Removing Camouflage and Revealing Collusion: Leveraging Gang-crime Pattern in Fraudster Detection

Lewen Wang, Haozhe Zhao, Cunguang Feng, Weiqing Liu, Congrui Huang, Marco Santoni, Manuel Cristofaro, Paola Jafrancesco, Jiang Bian

6 citations

DOI Publisher

Abstract

As one of the major threats to the healthy development of various online platforms, fraud has become increasingly committed in the form of gangs since collusive fraudulent activities are much easier to obtain illicit benefits with lower exposure risk. To detect fraudsters in a gang, spatio-temporal graph neural network models have been widely applied to detect both temporal and spatial collusive patterns.
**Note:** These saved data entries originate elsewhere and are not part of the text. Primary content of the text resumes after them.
PR #4419, opened 2025-08-27
Update the way that keys are build in views obtained by `linera-views-derive`.

### LINKED ISSUE #2391: Use smaller keys in views used for views obtained by `linera-views-derive`
In a view such as
```
struct MyView {
  a: RegisterView<u32, C>,
  b: MapView<u32, u32, C>,
}
```

the indices are computed as serialization of an `usize` integer. This leads to the use of 8 bytes while just 1 suffices.
The solution is to have better macros. This does not require limiting oneself to structs having at most 256 entries.
On the negative, this likely yields only very limited improvements.

MathieuDutSik:
## Motivation

It has recently been indicated in PR #4347 that the use `ChainId` in a message would be a waste of space.
But there are other wastage of key space that can be reduced.

Fixes #2391

## Proposal

We check for the number of entries in views obtained by `linera-views-derive`. If lower than 256, we convert to `u8`.
It is likely that we need to remove as well the `linera_views::views::MIN_VIEW_TAG`.

## Test Plan

CI.

## Release Plan

It is definitely breaking the testnet.

## Links

None

### DIFF
--- a/linera-views-derive/src/lib.rs
+++ b/linera-views-derive/src/lib.rs
@@ -95,10 +95,10 @@ fn generate_view_code(input: ItemStruct, root: bool) -> TokenStream2 {
         num_init_keys_quotes.push(quote! { #g :: NUM_INIT_KEYS });
 
         let derive_key_logic = if num_fields < 256 {
-            let idx_byte = idx as u8;
+            let idx_u8 = idx as u8;
             quote! {
-                let __linera_reserved_index_byte = #idx_byte;
-                let __linera_reserved_base_key = context.base_key().derive_tag_key(linera_views::views::MIN_VIEW_TAG, &__linera_reserved_index_byte)?;
+                let __linera_reserved_index = #idx_u8;
+                let __linera_reserved_base_key = context.base_key().derive_tag_key(linera_views::views::MIN_VIEW_TAG, &__linera_reserved_index)?;
             }
         } else {
             assert!(num_fields < 65536);
--- a/linera-views-derive/src/lib.rs
+++ b/linera-views-derive/src/lib.rs
@@ -77,10 +77,10 @@ fn generate_view_code(input: ItemStruct, root: bool) -> TokenStream2 {
     let mut num_init_keys_quotes = Vec::new();
     let mut pre_load_keys_quotes = Vec::new();
     let mut post_load_keys_quotes = Vec::new();
+    let num_fields = input.fields.len();
     for (idx, e) in input.fields.iter().enumerate() {
         let name = e.ident.clone().unwrap();
         let test_flush_ident = format_ident!("deleted{}", idx);
-        let idx_lit = syn::LitInt::new(&idx.to_string(), Span::call_site());
         let g = get_extended_entry(e.ty.clone());
         name_quotes.push(quote! { #name });
         rollback_quotes.push(quote! { self.#name.rollback(); });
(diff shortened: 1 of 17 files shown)


linera-views-derive/src/lib.rs
```diff
@@ -98,25 +97,27 @@ fn generate_view_code(input: ItemStruct, root: bool) -> TokenStream2 {
         let derive_key_logic = if num_fields < 256 {
             let idx_byte = idx as u8;
             quote! {
-                let index_byte = #idx_byte;
-                let base_key = context.base_key().derive_tag_key(linera_views::views::MIN_VIEW_TAG, &index_byte)?;
+                let __internal_index_byte = #idx_byte;
```
ma2bd: Thanks @MathieuDutSik for the PR. If we want to be super paranoid, perhaps `__linera_reserved_xxx` is even more clear.

linera-views-derive/src/snapshots/linera_views_derive__tests__test_generate_view_code_C.snap
```diff
@@ -23,60 +23,72 @@ where
...
     type Context = C;
     fn context(&self) -> &C {
-        use linera_views::views::View;
+        use linera_views::views::View as _;
         self.register.context()
     }
     fn pre_load(context: &C) -> Result<Vec<Vec<u8>>, linera_views::ViewError> {
         use linera_views::context::Context as _;
-        let mut keys = Vec::new();
-        let index = 0;
```
ma2bd: Geez, what was even the type of `index` here? `derive_tag_key` is generic so it could be anything afaict.

linera-views-derive/src/lib.rs
```diff
@@ -93,17 +93,31 @@ fn generate_view_code(input: ItemStruct, root: bool) -> TokenStream2 {
             }
         });
         num_init_keys_quotes.push(quote! { #g :: NUM_INIT_KEYS });
+
+        let derive_key_logic = if num_fields < 256 {
+            let idx_byte = idx as u8;
```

However, a closer peek into real-world records of fraudsters can reveal that fraud gangs usually conduct community-level camouflage, specified by two types, i.e., temporal and spatial camouflage. Such camouflage can disguise gangs as benign communities by concealing collusive patterns and thus deceiving many existing graph neural network models. In the meantime, many existing graph neural network models suffer from the challenge of extreme sample imbalance caused by rare fraudsters hidden among massive users. To handle all these challenges, in this paper, we propose a generative adversarial network framework, named Adversarial Camouflage Detector, to detect fraudsters. Concretely, this ACD framework consists of four modules, in charge of community division, camouflage identification, fraudster detection, and camouflage generation, respectively. The first three modules form up a discriminator that uses spatio-temporal graph neural networks as the foundation model and enhance fraudster detection by amplifying the gangs' collusive patterns through automatically identifying and removing camouflage. Meanwhile, the camouflage generation module plays as the generator role that generates fraudsters samples by competing against the discriminator to alleviate the challenge of sample imbalance and increase the model robustness. The experimental result shows that our proposed method outperforms other methods on real-world datasets.